EXTRACTED ENTRIES:
#####
PR #678, opened 2018-05-11
token refresh promise should be fulfilled before the list of cohorts is requested

### LINKED ISSUE #677: If admin deletes cohort, he will be logged out
### Expected behavior
Admin deletes cohort, then is redirected to the list of cohorts
### Actual behavior
Admin deletes cohort, then is being logged out
Log is, delete a cohort

johnSamilin:
fixes #677

### DIFF
--- a/js/components/cohort-definitions/cohort-definition-manager.js
+++ b/js/components/cohort-definitions/cohort-definition-manager.js
@@ -372,12 +372,14 @@ define(['knockout', 'text!./cohort-definition-manager.html',
 
 			// reset view after save
 			cohortDefinitionAPI.deleteCohortDefinition(self.model.currentCohortDefinition().id()).then(function (result) {
-				self.model.currentCohortDefinition(null);
 				if (config.userAuthenticationEnabled) {
-					authApi.refreshToken();
+					return authApi.refreshToken();
 				}
-				document.location = "#/cohortdefinitions"
-			});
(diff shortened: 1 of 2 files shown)


chrisknoll:
Hi, I've seen this 'logout' behavior in areas of the app outside of the 'delete cohort definition' usecase you've described. The fix seems to ensure token is refreshed before calling a WebAPI call, and I'm wondering if this 'refreshToken()' call needs to be called every time a WebAPI token is invoked?  If so, should this be centralized in the WebAPI set of components that communicates to the server (the other WebAPI components besides CohortDefinitionAPI)?

Another thing I am wondering if there's some more basic issue with how we're handling authentication: is it really the case that you need to refresh your authentication token before making any request to the server?  I'd have expected this to be handled more transparently (such as the token is fresh within a certain timeout).

pavgra:
@chrisknoll , I believe, you are right: the refresh functionality should be coded in a more transparent way and with one call in one place, not with a refresh call per each secured method usage. I believe, @johnSamilin won't have any objections?

johnSamilin:
Maybe it's better to refresh the token periodically instead, using setInterval?

pavgra:
@johnSamilin , then we'll lose session timeout functionality

chrisknoll:
Closed in favor of #685.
#####
TO DO: Keep the wording exact. Give all of the records again.

EXERCISE OUTPUT:
PR #678, opened 2018-05-11
token refresh promise should be fulfilled before the list of cohorts is requested

### LINKED ISSUE #677: If admin deletes cohort, he will be logged out
### Expected behavior
Admin deletes cohort, then is redirected to the list of cohorts
### Actual behavior
Admin deletes cohort, then is being logged out
Log is, delete a cohort

johnSamilin:
fixes #677

### DIFF
--- a/js/components/cohort-definitions/cohort-definition-manager.js
+++ b/js/components/cohort-definitions/cohort-definition-manager.js
@@ -372,12 +372,14 @@ define(['knockout', 'text!./cohort-definition-manager.html',
 
 			// reset view after save
 			cohortDefinitionAPI.deleteCohortDefinition(self.model.currentCohortDefinition().id()).then(function (result) {
-				self.model.currentCohortDefinition(null);
 				if (config.userAuthenticationEnabled) {
-					authApi.refreshToken();
+					return authApi.refreshToken();
 				}
-				document.location = "#/cohortdefinitions"
-			});
(diff shortened: 1 of 2 files shown)


chrisknoll:
Hi, I've seen this 'logout' behavior in areas of the app outside of the 'delete cohort definition' usecase you've described. The fix seems to ensure token is refreshed before calling a WebAPI call, and I'm wondering if this 'refreshToken()' call needs to be called every time a WebAPI token is invoked?  If so, should this be centralized in the WebAPI set of components that communicates to the server (the other WebAPI components besides CohortDefinitionAPI)?

Another thing I am wondering if there's some more basic issue with how we're handling authentication: is it really the case that you need to refresh your authentication token before making any request to the server?  I'd have expected this to be handled more transparently (such as the token is fresh within a certain timeout).

pavgra:
@chrisknoll , I believe, you are right: the refresh functionality should be coded in a more transparent way and with one call in one place, not with a refresh call per each secured method usage. I believe, @johnSamilin won't have any objections?

johnSamilin:
Maybe it's better to refresh the token periodically instead, using setInterval?

pavgra:
@johnSamilin , then we'll lose session timeout functionality

chrisknoll:
Closed in favor of #685.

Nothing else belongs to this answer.